Так город стал сопричастным к его тайне, которую он не посмел бы доверить ни одной живой душе, ибо не привык делиться ничем личным, справедливо полагая, что всё личное принадлежит исключительно ему одному.
Самое странное, что он почти не помнил её лица. Это было тем более удивительно, поскольку его жизнь наполнилась не чужой или книжной историей, а своим чувственным опытом, по которому он был вправе судить о вечном и непостижимом, благодаря чему на земле существует и не прекращается жизнь. Хотя то, что его обожгло изнутри, скорее всего, не пришло откуда-то извне, оно попросту проснулось в нём, изменив не столько порядок вещей в привычном мире, сколько преобразив сами эти вещи. Что-то дикое и первобытное открывалось во всём, на чём бы ни останавливался его взгляд. Точно не было никогда вокруг ни разумного устроения вселенского миропорядка, ни безмятежного покоя, такого милого и знакомого его сердцу.
Мир опрокинулся, потерял устойчивость, даже имена вещей утратили прежние соответствия, будто бы их значения изменились и требовали для себя новых смыслов. Слова лишились своей исключительности, подчинившись сакральному имени незнакомки, которого юноша знать не мог, но которое присутствовало везде: во всех нумеративах, лексемах и собственных именах. Её мир был целиком поглощён воображением юноши в качестве своего непознанного, заполнившего все внутренние горизонты так, что он не мог более замечать ничего иного.

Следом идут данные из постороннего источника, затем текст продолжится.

PR #3, opened 2020-09-21
Added PublishTrimmed to Impostor.Server

GerardSmit:
Added `<PublishTrimmed>true</PublishTrimmed>` to trim the release with IL Linker. More information can be found [here](https://docs.microsoft.com/en-us/dotnet/core/deploying/trim-self-contained).

**Size before trimming:** 66.4 MB
**Size after trimming:** 32.3 MB

I've tested the following: creating lobby, joining game, chatting, mini-games, finishing game and returning to lobby. Everything seems to be working fine and no required dependencies are being trimmed.

**Edit:** I've changed the Dockerfile as well so it supports trimming.

**Docker image size before:** 106MB
**Docker image size after:** 53.4MB


AeonLucid:
Thanks!! 👍

PR #7, opened 2020-09-24
:sparkles: added list of recent used ips in the client

### LINKED ISSUE #6: [Client] Save recent used server ips
In case I'm connecting to multiple servers now and then it'd be nice to have them saved so we can just select them from a list.

joaosombrio:
I've replaced the text input control for a combobox control and now everytime the user connects to a server, the ip used is saved in a simple .cfg file (ips separated by newline).
A button to clear the combo and the cfg file was also included.

resolves #6


src/Impostor.Client/Forms/FrmMain.cs
```diff
@@ -1,80 +1,105 @@
 ﻿using System;
 using System.Diagnostics;
-using System.Threading.Tasks;
+using System.IO;
+using System.Linq;
 using System.Windows.Forms;
 using Impostor.Client.Core;
 using Impostor.Client.Core.Events;
+using ErrorEventArgs = Impostor.Client.Core.Events.ErrorEventArgs;
```
joaosombrio, line 8: This is because there is an ErrorEventArgs in System.IO namespace already

PR #12, opened 2020-09-25
Create GameKeywords.cs

MrKrakenied:


AeonLucid:
Thanks but this code is already existing in the codebase. See https://github.com/AeonLucid/Impostor/blob/master/src/Impostor.Shared/Innersloth/Data/GameKeywords.cs.

Also please target the dev branch next time. Thats on me for not having contribution notes somewhere.

PR #34, opened 2020-10-01
Add iOS instructions

fullonrager:


AeonLucid:
Is that correct? For someone else it was somewhere in `/var/mobile/Containers/Data/Application/B00BA1E2-8B59-4ABE-B06D-F939B85D008A/Documents`.

fullonrager:
iOS application bundle and data directories are labelled with unique IDs on each device, there is no one universal identifier for Among Us or any other App Store app. In `/var/mobile/Containers/Data/Application/`, Filza File Manager automatically labels each folder with their app name, hence why it is stated to use Filza.

PR #37, opened 2020-10-02
Add support for RPC events from message type 6

BrightSkyz:
This adds in support for getting RPC events from the message type 6 (gamedata)


src/Impostor.Server/Net/Messages/Rpc/RpcMessage13SendChat.cs
```diff
@@ -0,0 +1,15 @@
...
+using Impostor.Shared.Innersloth.Data;
+
+namespace Impostor.Server.Net.Messages.Rpc
+{
+    internal static class RpcMessage13SendChat
+    {
+
+        public static void Deserialize(MessageReader reader, out int rpcChatLength, out byte[] rpcChatMessage)
+        {
+            rpcChatLength = reader.ReadPackedInt32();
```
Mm2PL, line 11: Pretty sure this could be a `ReadString()`, could it? `ReadString()` also does decodes the message as Unicode, but that shouldn't be a problem.
```csharp
namespace Hazel
{
    public class MessageReader : IRecyclable
    {
    // [snip]
        public string ReadString()
        {
            int len = this.ReadPackedInt32();
            string output = UTF8Encoding.UTF8.GetString(this.Buffer, this.readHead, len);

            this.Position += len;
            return output;
        }
    // [snip]
    }
}
```

src/Impostor.Server/Net/Messages/Rpc/RpcMessageFlags.cs
```diff
@@ -0,0 +1,37 @@
...
+        public const byte SendChat = 13;
+        public const byte StartMeeting = 14;
+        public const byte SetScanner = 15;
+        public const byte SendChatNote = 16;
+        public const byte SetPet = 17;
+        public const byte SetStartCounter = 18;
+        public const byte EnterVent = 19;
+        public const byte ExitVent = 20;
+        public const byte SnapTo = 21;
+        public const byte Close = 22;
```
Mm2PL, line 27: q: What does `Close` mean here? Also are the names extracted from the game itself?

Mm2PL (approved):
I like these changes, however I've got questions. :)

AeonLucid:
Similar work is already in dev at the moment.

PR #40, opened 2020-10-04
Add proton path detection

### LINKED ISSUE #11: Client nonfunctional with Among Us installed on Linux through Steam
The client does not function when attempting to patch a Steam installation of Among Us on Linux, complaining that the Among Us install directory doesn't exist.

I've tried executing the client with both Proton and straight Wine (from within Steam's wineprefix); it otherwise runs fine.

I added a symlink `drive_c/users/<username>` pointing to `drive_c/users/steamuser`, suspecting that it was looking at the wrong user directory and thus not finding AppData; this did absolutely nothing, surprisingly.

I have not tested in vanilla Wine completely without Steam as I do not own a DRM-free (itch.io) copy of Among Us.

This could easily be solved by simply adding a manual override for `regionInfo.dat`'s location; this would even allow the client to be run natively with mono on Linux instead of running within Wine.

js6pak:
Fixes #11
Migrates client's .csproj to new format allowing building it under mono.


AeonLucid:
Sorry but I don't want to merge csproj format until .NET 5 is released. 
GitHub CI has issues with .NET 5 in the new csproj format because the msbuild is outdated on the CI server.

js6pak:
Well, I can't build old csproj format soo? This PR can wait I guess.

src/Impostor.Client/Impostor.Client.csproj
```diff
@@ -1,102 +1,28 @@
-﻿<?xml version="1.0" encoding="utf-8"?>
```
joaosombrio, line 1: I guess having the new csproj is great but why change the target framework though?

js6pak: `System.Resources.Extensions` (https://github.com/dotnet/msbuild/issues/4704) requires netstandard2.0 (net461)

AeonLucid:
Merged with #50.

PR #45, opened 2020-10-07
Reload config files when they change

### LINKED ISSUE #44: Config File must be reloaded at every system boot to set server IP
# Bug Report

## Base Information
- Raspberry Pi OS (ARM x86) - Headless
- Impostor 1.1.0
- Among Us v2020.9.22s

## I confirm:
- [x ] that I have searched for an existing bug report for this issue.

## Symptoms 

After rebooting the OS the server external IP address defaults to 127.0.0.1. Opening the config.json in nano and closing it resolves the issue, but it must be done after any reboot. 

## Reproduction

Reboot the Pi and start the server.

TheRealHona:
Closes #44

### DIFF
--- a/src/Impostor.Server/Program.cs
+++ b/src/Impostor.Server/Program.cs
@@ -54,8 +54,8 @@ namespace Impostor.Server
 #endif
                 .ConfigureAppConfiguration(builder =>
                 {
-                    builder.AddJsonFile("config.json", true);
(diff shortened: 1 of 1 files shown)


AeonLucid:
This is not the fix for that issue. 
Would also need to use `IOptionsMonitor` instead of `IOptions` for this PR to be useful.

PR #48, opened 2020-10-10
Update iOS instructions

fullonrager:
Added reference to the ImpostorConfig jailbreak tweak by pixelomer.


marie6324:
Have we verified that the tweak works?

fullonrager:
I tested it, it works.

PR #56, opened 2020-10-16
Fix AlterGame message flag

hplewis:
This should fix https://github.com/AeonLucid/Impostor/issues/55


hplewis:
screenshot of the client seeing the lobby is public

Screenshot taken by client immediately after entering lobby.

AeonLucid:
Thanks.. let's pretend this never happened okay?

PR #63, opened 2020-10-20
correct link

tuxinal:
the link to the web region file maker is returning a 404 error this link will do for now

PR #66, opened 2020-10-22
Update doc links

JorgenPhi:
Pulled in master to fix the issue tuxinal found (#63). Additionally, there were internal links that were not correct.


AeonLucid:
Thanks

PR #2486, opened 2017-03-28
general: mute a warning and a possible truncation

claudioandre:
It is C99, I see no problems. Do you?


magnumripper:
Gosh, I thought it was a macro that would work regardless of type. Why wouldn't it?

claudioandre:
To avoid unsafe macro expansion, I guess.

* function is safe: `abs(i++);`
* unsafe macro expansion: `(i++ < 0) ? -(i++) : (i++)`

Issue #2538, opened 2017-05-10
(Some formats) auto-tune OpenCL for actual loaded hashes (as opposed to test vectors), if applicable


magnumripper:
This is very notable in the DMG format. I believe auto-tune is always done with test-vector iteration counts of 1000, while real-world hashes of today are in the hundred-thousands.

Should be easy, most things are in place already. Oh, and bitlocker-opencl should do the same, off the top of my head.

magnumripper:
BTW if we're really lucky, this can be a fix in shared auto-tune code that would affect all OpenCL formats with little effort.

claudioandre:
> this can be a fix in shared auto-tune code that would affect all OpenCL formats 

This is not possible 'as is'. You need decide when auto-tune (first or second call of `reset()`). Look at:
```
static void reset(struct db_main *db)
{
  if (db==test_vector && JtR_is_cracking) //it is NOT a run to benchmark, self-test, ...
     do_nothing(); //1st call of reset()
  else // db contains loaded hashes (if applicable)
     auto_tune(db); // 2nd call of reset; 1st call for a --test run.
}
```
You can't move this decision to shared code because `reset()` itself might need to do its tasks before or after tuning: move data to GPU, kernel (re)build, etc.

magnumripper:
Ah, yes. But anyway it's a fairly trivial change in each format (any many formats don't really need this).

magnumripper:
@claudioandre I found a way to do it in shared code. But it needs testing/review.

magnumripper:
Ooops, terrible bug fixed in ff70033

PR #2544, opened 2017-05-14
Autotune cost

magnumripper:
Auto-tune for actual loaded hashes instead of test-vectors, when applicable. See #2538.

This is not ready for merge yet. More testing needed.

### DIFF
--- a/src/common-opencl.c
+++ b/src/common-opencl.c
@@ -1216,7 +1216,6 @@ static cl_ulong gws_test(size_t gws, unsigned int rounds, int sequential_id)
 	int number_of_events = 0;
 	void *salt;
 	int amd_bug;
-	char *ciphertext;
 
 	for (i = 0; i < MAX_EVENTS; i++)
 		benchEvent[i] = NULL;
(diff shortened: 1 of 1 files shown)


src/common-opencl.c
```diff
@@ -1252,13 +1251,24 @@ static cl_ulong gws_test(size_t gws, unsigned int rounds, int sequential_id)
...
 	dyna_salt_init(self);
-	if (!self->params.tests[0].fields[1])
-		self->params.tests[0].fields[1] = self->params.tests[0].ciphertext;
-	ciphertext = self->methods.prepare(self->params.tests[0].fields, self);
-	ciphertext = self->methods.split(ciphertext, 0, self);
-	salt = self->methods.salt(ciphertext);
-	if (salt)
-		dyna_salt_create(salt);
+	if (self->methods.tunable_cost_value[0] && autotune_db->real) {
+		struct db_main *db = autotune_db->real;
```
claudioandre: The real db availability in the first reset() call (via *real) solves all problems. I was not aware of it.
- I will run all 'my' tests against it. But, I see no problems in autotune code. 

Maybe one concern: are you sure there is no "fast" format with cost and 100 millions of loaded hashes?

magnumripper: > are you sure there is no "fast" format with cost and 100 millions of loaded hashes?

It shouldn't be a problem. We are still only tuning with one salt (the slowest). The tuning will be suboptimal for faster costs but that's better than the old behavior.

magnumripper:
This was rebased but the actual patch is not changed as of now.

PR #2556, opened 2017-05-23
maintenance: fix the usage of an uninitialized variable

claudioandre:


magnumripper:
Ouch. I wonder how my compilers could miss warn about this. I made a slightly different fix for being closer to original `fgetl()`.

magnumripper:
I'm an idiot, my fix didn't quite help. Hopefully 4396d2517 puts an end to this.

PR #2557, opened 2017-05-23
kerberom: new version adding Windows support and Windows implicit authentication mechanisms

Fist0urs:
### Summary

This is a new version of the run/kerberom tool. It provides Windows support (needing PyInstaller if you want to create a standalone binary) and especially the support of Windows implicit authentication. This is particularly interesting if one managed to get another current logon context, for example in redteam assessments, thus not needing any credential to use kerberom and retrieve TGS to crack with krb5tgs format.

### Other Information

The Linux part was a bit modified so that it output samaccountname:ticket, but this does not impact john implementation :+1:  .

This should not be the final version, when I find time I'll implement the other krb5tgs format (thus not based on ARC4 but SHA1) and adapt the tool to retrieve the corresponding hashes :wink: 

Cheers!

### DIFF
--- a/run/kerberom/README.md
+++ b/run/kerberom/README.md
@@ -11,21 +11,21 @@ Cracking these tickets gives you the associated accounts' password within the Ac
 
 **You do not need any third-party tools that are OS dependents (like mimikatz or PowerShell) and do not need privileged rights to use kerberom**
 
-
 Author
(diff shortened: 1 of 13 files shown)


magnumripper:
Cool, thanks!

PR #2598, opened 2017-06-30
Rename for more consistent directory names; added fpga-descrypt/READM…

Apingis:
…E.md and summary  fpga-descrypt\ztex_inouttraffic_summary.html

### Summary

Functionality isn't touched.


claudioandre:
A side note and suggestion: 
* I missed a readme file, a link or a real one, inside the doc folder (recently, while I was adding ztex to CI [1] and needed some info about it).
* I had to sed to find one (it wasnt obvious to me where to find it).

[1] of course, to test the code itself.

solardiz:
Claudio, you're right.  I think the only README files we have now are on the FPGA designs (Denis wrote one on bcrypt first, and now I asked him to do the same on descrypt, which he did in this pull request).  We also need an end-user focused README-ZTEX file or such in the top-level doc/ directory.  Denis?  (Not to be made part of this same pull request - no reason to delay merging it.)

solardiz:
> recently, while I was adding ztex to CI

So, have you added it?  I think this amounts to having libusb-devel (or the like) installed, and passing the `--enable-ztex` option to `configure`.  Of course, this will only make sure the host side code can be built and doesn't hurt other functionality... which I'm afraid it might, by design: "--test" without a specified "--format" will fail upon encountering a ZTEX format and no ZTEX board.  But if CI doesn't do that (what tests does it run?), we're fine.  Thanks!

claudioandre:
> So, have you added it?

Yes. It already runs when I ask to.
- werror, ASAN and memdbg enabled.
- and I check if it fails with no ztex device.

PR #2602, opened 2017-07-02
Оn bad input packet, board correctly removed from operation.

### LINKED ISSUE #2599: descrypt-ztex: segfault on "no task" / "bad input packet"
I have a board with what appears to be connectivity or other issues. It sometimes resets successfully, but eventually, it segfaults and cannot recover, so the entire job aborts.

Once the board is no longer reachable, it would be an improvement if the job could continue with the remaining boards, because jobs are often unattended and long-running.

Example of successful reset:

```
$ ./john -form=descrypt-ztex -inc=alpha -min-len=8 -max-len=8 -mask='?w?l?l?l?l' pw-fake-unix
[...]
morecats         (u2406-des)
asdfasdf         (u915-des)
SN XXXXXXXXXX: Timeout.
Deassigned: 1
Found 1 device(s) ZTEX 1.15y
SN: XXXXXXXXXX productId: 10.15.0.0 "inouttraffic UFM 1.15y" busnum:1 devnum:38
starwars         (u797-des)
[...]
133g 0:00:07:27  0.2974g/s 0p/s 9590Mc/s 13996MC/s loveaaaa..lovealks
clarkson         (u1872-des)
[...]

```
Example of segfault:

```
tehdumwk..tutealks
meatloaf         (u2363-des)
XXXXXXXXXX CMP_EQUAL id=921: no task
SN XXXXXXXXXX: bad input packet
Deassigned: 4
Segmentation fault

```

Apingis:
Closes #2599

### DIFF
--- a/src/ztex/device_format.c
+++ b/src/ztex/device_format.c
@@ -212,7 +212,13 @@ int device_format_crypt_all(int *pcount, struct db_salt *salt)
 		}
 
 		// Process input packets, store results in task_result
-		jtr_device_list_process_inpkt(task_list);
+		for (;;) {
+			struct jtr_device *dev
+					= jtr_device_list_process_inpkt(task_list);
+			if (!dev)
+				break;
+			device_stop(dev->device, task_list, "bad input packet.");
+		}
 
 		// Computation done.
 		if (task_list_all_completed(task_list))
--- a/src/ztex/device_format.c
+++ b/src/ztex/device_format.c
@@ -25,6 +25,12 @@
 // then it counts the device as not functioning one.
 #define DEVICE_TASK_TIMEOUT	5
 
+// Control the behavior in case where no devices are ready
+// because of errors. Startup behavior is not affected.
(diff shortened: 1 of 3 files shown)


src/ztex/device_format.c
```diff
@@ -25,6 +25,12 @@
 // then it counts the device as not functioning one.
 #define DEVICE_TASK_TIMEOUT	5
 
+// Control the behavior in case where no devices are ready
+// because of errors. Startup behavior is not affected.
+// Set to 1 if you want to wait until any device is up.
+// Consider ztex_scan.h:ZTEX_SCAN_INTERVAL_DEFAULT
+const int WAIT_UNTIL_DEVICE_UP = 1;
```
solardiz: This is inconsistent use of #define vs. "const int", but regardless if we use "const int" we should also use the "static" specifier as otherwise the symbol is unnecessarily exported.

PR #2625, opened 2017-07-10
Update INSTALL-UBUNTU

wmacevoy:
Fix path in REGEN support line (install script is in project root directory, not src subdirectory)


magnumripper:
Thanks

PR #2665, opened 2017-08-14
Mute ptxas info (from build log) in default verbosity

claudioandre:
If nobody complains, I will merge.


solardiz:
Looks good to me. Thanks.

Issue #2740, opened 2017-09-08
Report Argon2 flavor as a "tunable cost"


solardiz:
Jim merged Argon2d and Argon2i into one format, but it is useful to have this difference for the loaded hashes reported as a "tunable cost". These are similar speed, but a slight speed difference does exist.

This will be especially important as/if we add support for more flavors (2id, 2ds).

A related issue is that ideally 2d (and 2id?) should be benchmarked with t=1, but 2i with t=3. Right now, we only get benchmarks for t=3, which is not a recommended and thus not the most relevant setting for benchmarking and optimizing 2d. Can we fix that without un-merging the formats? If we have to, maybe un-merge only in terms of format struct's, but keep them in the same source file?

While at it, I'd prefer the benchmarks to be for m=2048 rather than the current m=4096 as 2048 would be comparable to what some others have and also show code speed differences better due to greater use of CPU caches, so maybe revise the test vectors accordingly? Was there any specific reason to choose 4096? I think it's neither on the fast end (2048 is), nor on the safer end (16384 is).

And I think we should s/argon2/Argon2/ and s/Blake2/BLAKE2b/ in this format's reporting.

And I guess OMP_SCALE 16 is arbitrary, and should probably set to 1 given how slow Argon2 typically is - or otherwise it'd be unnecessarily uncomfortable to run attacks on large numbers of salts.

frank-dittrich:
@solardiz 
Currently, we report: t, m, l.
In https://www.cryptolux.org/images/0/0d/Argon2.pdf, I see m and t mentioned, but  not l.
Should we change `l` to `p` or `lanes` ?

If we report the type (0: Argon2d, 1: Argon2i), we have a total of 4 tunable costs.
The current max. number of tunable costs is 3:

```
$ ./john --list=build-info | head -n 6
Version: 1.8.0.6-jumbo-1-3250-gaa7634f
Build: linux-gnu 64-bit AVX-ac OMP
SIMD: AVX, interleaving: MD4:3 MD5:3 SHA1:1 SHA256:1 SHA512:1
$JOHN is ./
Format interface version: 14
Max. number of reported tunable costs: 3
```

So, `FMT_TUNABLE_COSTS` needs to be increased in formats.h.
It should be possible to do this without changing  `FMT_MAIN_VERSION`.

I can prepare a patch, but would like to know whether `l` should be renamed or not.

frank-dittrich:
I decided to rename l to p.

[...]

PR #2742, opened 2017-09-09
Enhance Argon2 tunable cost reporting

frank-dittrich:
This should fix https://github.com/magnumripper/JohnTheRipper/issues/2740


frank-dittrich:
If #2740 requires splitting argon2d and argon2i into different formats, reporting a 4th tunable cost is not needed anymore.

PR #2746, opened 2017-09-10
Mute a compiler warning [-Wmacro-redefined]

claudioandre:
I found no reason for a printf re-definition.

### DIFF
--- a/src/asn1_plug.c
+++ b/src/asn1_plug.c
@@ -18,7 +18,7 @@
 #include "asn1.h"
 #include "jumbo.h"
 
-#define printf(...)
+#define wpa_printf(...)
 
 int asn1_get_next(const uint8_t *buf, size_t len, struct asn1_hdr *hdr)
 {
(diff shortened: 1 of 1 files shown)


claudioandre:
I probably miss the point. If anyone want to mute the debug message, why there was a rename?
* Was there a rename, right? wpa_printf() -> printf()
* Mute - Isn't easier just to do `#define wpa_printf(...)`?
* Debug - use the real printf `#define wpa_printf    printf`?

magnumripper:
I have no idea why it's written as it is, but we probably want the current behavior where these messages are never shown.

magnumripper:
> we probably want the current behavior where these messages are never shown.

Note that I didn't really look into this, the above is a guess based on the assumption that we decrypt some data with a key derived from a guess, then try to decode it with this ASN.1 code. We're expecting errors (wrong candidate -> random data fed into ASN.1 decoder) so it should silently reject ASAP.

claudioandre:
Ok, but what is wrong with the original/upstream function name `wpa_printf`?
* the new patch, closer to upstream, might make things clear?

magnumripper:
Nothing is wrong with that, we should go that way. Apparently it's been like this since this file was introduced in 063b838e0 - I guess that better notion came later in upstream. White at it, is there any other improvements in upstream?

claudioandre:
> White at it, is there any other improvements in upstream?

I would say there isn't.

В каком-то смысле ему повезло, ибо город, будучи единственным и невольным свидетелем его робости и нерешительности, и не думал над ним смеяться. Напротив, звоны трамваев и трубы кораблей в порту громко провозглашали её неизвестное имя, тени дворов рисовали её ускользающие силуэты, а листвою парков и садов город разговаривал с ним о торжествующем празднике бытия, которым он полагал его жизнь.
И город говорил совершенную правду – праздник жизни действительно наступил.
Для этого праздника не существует календаря – он приходит для виновника торжества неожиданно, вдруг, и заставляет его удивляться появившимся разноцветным гирляндам окон, искрящемуся снежному или дождевому конфетти, буйным фейерверкам ночных огней, праздной беззаботности улиц и шумному ликованию площадей.
«Что ж тут удивительного?» – справедливо заметит внимательный читатель, которому самому не раз случалось наблюдать всё упомянутое в минуты умиротворённого созерцания или напротив, в моменты внезапных чувственных потрясений. И будет, пожалуй, совершенно прав, особенно, если не брать в расчёт несменяемость городского убранства и продолжительность праздничного настроя «приглашённых гостей». Ведь проходит день, два, неделя, а карнавал по-прежнему искрится ослепительным мишурным блеском, досаждая фальшью многочисленных труб и смычков, способных звучать даже без привычных струн и послушных клавиш.
Если бы юноша был в состоянии сравнивать себя «до» и «после» произошедшей с ним перемены, то смог бы обнаружить не отдельные различия и несоответствия, а сумел бы найти двух, ни в чём не схожих меж собою людей, единственной точкой сопряжения которых было бы непонимание. Он чувствовал себя именинником, позабытым всеми в разгар торжества, когда чужое гостевое веселье воспринимается не иначе как личная обида.
«Вот это и есть то, о чём так много пишут, мечтают и говорят, чего так ждут и на что надеются, – говорил ему кто-то рассудительный и бесконечно далёкий. – И никто не догадывается, что это всего лишь перерождение, самый верный способ вовлечения в среду, где подавлены твоя воля и твой разум, где гибельность и пустота прячутся за несбыточные миражи, порождённые собственной фантазией по подсказке природы».